Um país onde quer trocar o violão pela algema, o teatro pela cela, o poema pelo cassetete. Um país onde a cultura, já combalida, faminta e cambaleante, foi empurrada de vez para o porão — esse mesmo porão onde a luz não entra e a imaginação apodrece.

O deputado Kim Kataguiri, em seu mais novo projeto de lei, sugere um truque digno de um espetáculo grotesco: tirar os recursos da Lei Rouanet — aquela que, com todas as suas limitações, ainda insistia em manter vivas as danças, as vozes, os pinceis, os tambores — para investir em presídios de segurança máxima.

Segurança máxima. Contra quem?

É preciso coragem — ou desprezo — para propor que se fechem cortinas de teatro para abrir celas. Que se silenciem os saxofones para dar lugar ao tilintar de correntes. Que se substituam oficinas culturais por blocos de concreto com grades e vigilância 24 horas.

Ora, dirão os pragmáticos de plantão, “o país precisa de segurança”. Mas desde quando se combate a violência com mais muros e menos livros ou música? Desde quando a cultura virou luxo, e o encarceramento, prioridade?
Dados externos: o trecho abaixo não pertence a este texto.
PR #3375, opened 2024-08-07
fix(dtfs2-7312): update jsdocs to avoid not awaiting promises

AlexBramhill:
## Introduction :pencil2:
If a jsdoc does not return a promise, we can call async functions without having to await them (no errors).

Updated jsdocs to reflect async functions

Remove unneeded types from ts file


gef-ui/server/controllers/unissued-facilities/index.js
```diff
@@ -154,7 +153,7 @@ const changeIssuedToUnissuedFacility = async (req, res) => {
  * validates first and gets parameters {Object} from validation function
  * displays success message and redirects to unissued facilities list
  * @param {req}
- * @returns {res}
+ * @param {res}
```
abhi-markan, line 156: Can we also please add `@returns`

external-api/src/v1/controllers/acbs.controller.ts
```diff
@@ -245,9 +245,9 @@ const amendAcbsFacility = async (amendment: Amendment) => {
 /**
  * ACBS facility amendment entry function.
  * Constructs acceptable payload by DOF.
- * @param {Object} req Request
- * @param {Object} res Response
- * @return {Object} Response object with HTTP code as `status` and response as `data`.
+ * @param req Request
+ * @param res Response
+ * @return Response object with HTTP code as `status` and response as `data`.
```
abhi-markan, line 250: Should be `@returns`

abhi-markan (changes requested):

gef-ui/server/controllers/unissued-facilities/index.js
JoshBinns2000: This docstring seems not to be correct as `req` is not a type but is being used as the type in this jsdoc. Could we update this to instead be `@param {object} req` or `@param {import('express').Request} req`? In terms of the return type, this function seems to return either a `res.redirect` or `res.render` which are both functions which return `void`, so not including the `@returns` tag is semantically correct as returning `void` is the equivalent of not returning anything. However, if we want to include the `returns` tag, then please could it be `@returns {void}`

external-api/src/v1/controllers/acbs.controller.ts
AlexBramhill: udpated

gef-ui/server/controllers/unissued-facilities/index.js
AlexBramhill: I'm not updating the doc strings here for these, as most of `res` `req` are also wrong in the same way, and it'll be it's own ticket to bring all of these into being correct (this ticket is addressing the issues regarding promises).

For the sake of completionism, I've added a return as promise void.

JoshBinns2000 (approved):

gef-ui/server/controllers/unissued-facilities/index.js
```diff
@@ -12,8 +12,7 @@ const { validationErrorHandler } = require('../../utils/helpers');
  * creates body/parameters for the template for unissued facilities
  * if change true, changes 'cancel' + 'back' button href back to application preview
  * else renders back to unissued facilities list
- * @param {req} params, @param {req} query, @param {Boolean} change
- * @returns {Object} body
+ * @returns {Promise<object>} body
  */
 const renderChangeFacilityPartial = async ({ params, query, change, userToken }) => {
```
abhi-markan, line 17: Missing @params.

gef-ui/server/controllers/unissued-facilities/index.js
abhi-markan: Agree with @JoshBinns2000 on `@param {object} req` , however it will be a separate PR and needs to be scoped in @AlexBramhill  could you please create a Jira ticket pertinent to the JSDoc please and then we can close this PR. Thanks

abhi-markan (changes requested):

gef-ui/server/controllers/unissued-facilities/index.js
AlexBramhill: updated

gef-ui/server/controllers/unissued-facilities/index.js
AlexBramhill: Will add a ticket

abhi-markan (dismissed):

abhi-markan (approved):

A arte educa, expande, transforma. Ela chega antes da bala, do tráfico, da delinquência. A arte é a fresta por onde entra o sonho. Cortar seu financiamento não é só uma escolha administrativa — é um posicionamento civilizacional. É dizer, com todas as letras, que preferimos punir do que prevenir, acorrentar do que libertar, punir o desvio em vez de cuidar da origem.
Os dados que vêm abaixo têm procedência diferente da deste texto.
PR #4237, opened 2025-02-24
fix(DTFS2-7741): fixed deal cancellation portal activities

abhi-markan:
## Introduction :pencil2:
When canceling a deal on TFM, the portal activity does not accurately depict the different stages of deal cancellation for effective date in past, present and future.

* Updated the NJK macro to effectively represent the fianl stage of the deal cancellation.
  * If effective date is in past or present it will be set to `Cancelled`.
  * If it is in future it will be set to `Pending cancellation`.
  * Once actioned via CRON job it will be set to `Cancelled`.
* Introduced a new `scheduledCancellation` parameter when storing future deal cancellation portal activity.
* Reflected the updated design where the final stage is now only shown on the portal and activities instead of transition from an old stage, this was updated to avoid an additional API call to fetch the latest current stage when updating the stage to `Pending cancellation`, as when scheduled cancellation is executed the stage transition will show `Pending cancellation > Pending cancellation` (as stages are not stored in portal activities).
* Introduced a new date helper for long date format `getLongDateFormat`.
* 

image

* Used `now` instead of `new Date()` where applicable, this PR does not aim to replace all the instances of `new Date()`.
* Reorganised `.env.sample`
* Minor console message fixes.
* Removed underscore prefixed variables i.e. `_next`.
* Improved documentation.
* Lint fixes.


libs/common/src/helpers/date.test.ts
```diff
@@ -287,4 +287,29 @@ describe('date helpers', () => {
...
+
+      // Assert
+      expect(result).toBe('20 September 1989');
+    });
+
+    it('should return long date format for now', () => {
+      // Arrange
+      const date = now();
+      const month = getMonthName(date.getMonth() + 1);
+      const longDate = `${date.getDate()} ${month} ${date.getFullYear()}`;
```
rkontogianni, line 307: @abhi-markan could you add a line here?

dtfs-central-api/src/services/portal/deal.service.add-gef-deal-cancelled-activity.test.ts
```diff
@@ -34,36 +42,29 @@ describe('PortalDealService - addGefDealCancelledActivity', () => {
...
         dealId,
         dealType: DEAL_TYPE.BSS_EWCS,
         author,
         auditDetails,
+        effectiveFrom,
       });
 
       // Assert
       expect(addPortalActivityMock).toHaveBeenCalledTimes(0);
+      expect(addPortalActivityMock).not.toHaveBeenCalledWith(dealId, expectedActivity, auditDetails);
```
Zainzzkk, line 67: do we need this test if the one above is testing if been called 0 times?

dtfs-central-api/src/services/portal/deal.service.ts
```diff
@@ -43,28 +43,38 @@ export class PortalDealService {
...
+   * Adds a GEF deal cancelled activity to the portal activity repository.
+   * This function is executed for a future deal cancellation
+   * effective date.
+   *
+   * @param {Object} params - The parameters for adding the activity.
+   * @param {ObjectId | string} params.dealId - The ID of the deal.
+   * @param {DealType} params.dealType - The type of the deal.
+   * @param {ActivityAuthor} params.author - The author of the activity.
+   * @param {AuditDetails} params.auditDetails - The audit details for the activity.
+   * @param {Date} params.effectiveFrom - The date from which the cancellation is effective.
```
Zainzzkk, line 55: I don't think we need the types for these params

dtfs-central-api/src/services/tfm/deal-cancellation.service.ts
```diff
@@ -61,6 +61,7 @@ export class DealCancellationService {
       ...cancellation,
     };
 
+    // If the deal cancellation effective date is in Future
```
Zainzzkk, line 64: can this be future with lowercase f

gef-ui/server/controllers/activities-controller/index.test.js
```diff
@@ -11,12 +11,26 @@ const timestamp = 1733311320;
...
     timestamp,
-    author: MOCK_AUTHOR,
+    author: {
+      firstName: MOCK_AUTHOR.firstName,
+      lastName: MOCK_AUTHOR.lastName,
+      _id: MOCK_AUTHOR._id,
+    },
     text: '',
-    label: PORTAL_ACTIVITY_LABEL.AIN_SUBMISSION,
+    label: 'Automatic inclusion notice submitted to UKEF',
```
Zainzzkk, line 33: why has this been changed away from a const?

dtfs-central-api/src/services/portal/deal.service.add-gef-deal-cancelled-activity.test.ts
abhi-markan: Good point have removed called with.

dtfs-central-api/src/services/tfm/deal-cancellation.service.ts
abhi-markan: Updated.

gef-ui/server/controllers/activities-controller/index.js
```diff
@@ -23,39 +24,53 @@ const mapPortalActivities = (portalActivities) =>
...
+ * @returns {Promise<void>} - Renders the application activity page with the relevant data.
+ */
 const getPortalActivities = async (req, res) => {
   const { params, session } = req;
   const { dealId } = params;
   const { userToken } = session;
   const deal = await getApplication({ dealId, userToken });
 
-  // returns objects from IDs stored in gef application
+  // Returns objects from IDs stored in gef application
```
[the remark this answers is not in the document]
abhi-markan: Actually had another look, this comment is frivolous.

gef-ui/server/controllers/activities-controller/index.js
```diff
@@ -23,39 +24,50 @@ const mapPortalActivities = (portalActivities) =>
...
+ * @param {Object} req.session - The session object.
+ * @param {string} req.session.userToken - The user token.
+ * @param {Object} res - The response object.
+ * @returns {Promise<void>} - Renders the application activity page with the relevant data.
+ */
 const getPortalActivities = async (req, res) => {
   const { params, session } = req;
   const { dealId } = params;
   const { userToken } = session;
   const deal = await getApplication({ dealId, userToken });
```
Zainzzkk, line 48: not a blocker, might be worth adding a new line here so we don't have a long list

Zainzzkk (approved):

dtfs-central-api/src/services/portal/deal.service.ts
abhi-markan: As discussed, to be convered in a separate PR for consistency.

Zainzzkk (dismissed):

Zainzzkk (approved):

O Brasil, que já tem a terceira maior população carcerária do mundo, agora quer mais presídios, mais celas, mais silêncios. E para isso, sacrifica o que ainda lhe resta de beleza, diversidade, sensibilidade.

Não se trata apenas de um projeto de lei — trata-se de um sintoma. De um país que se apequena ao mirar os grilhões em vez das ideias. De um Estado que não entende que cultura também é segurança pública.

Ninguém sai de um espetáculo teatral com vontade de matar. Mas saem muitos de um sistema prisional ainda mais brutalizados do que entraram. Essa é a equação perversa que o deputado parece não ter entendido — ou escolheu ignorar.

Enquanto isso, do lado de fora dos muros, os artistas seguem resistindo, como podem. E, em vez de grades, continuam erguendo palavras. Até que alguém finalmente perceba que é mais barato, mais humano — e infinitamente mais digno — construir bibliotecas do que presídios.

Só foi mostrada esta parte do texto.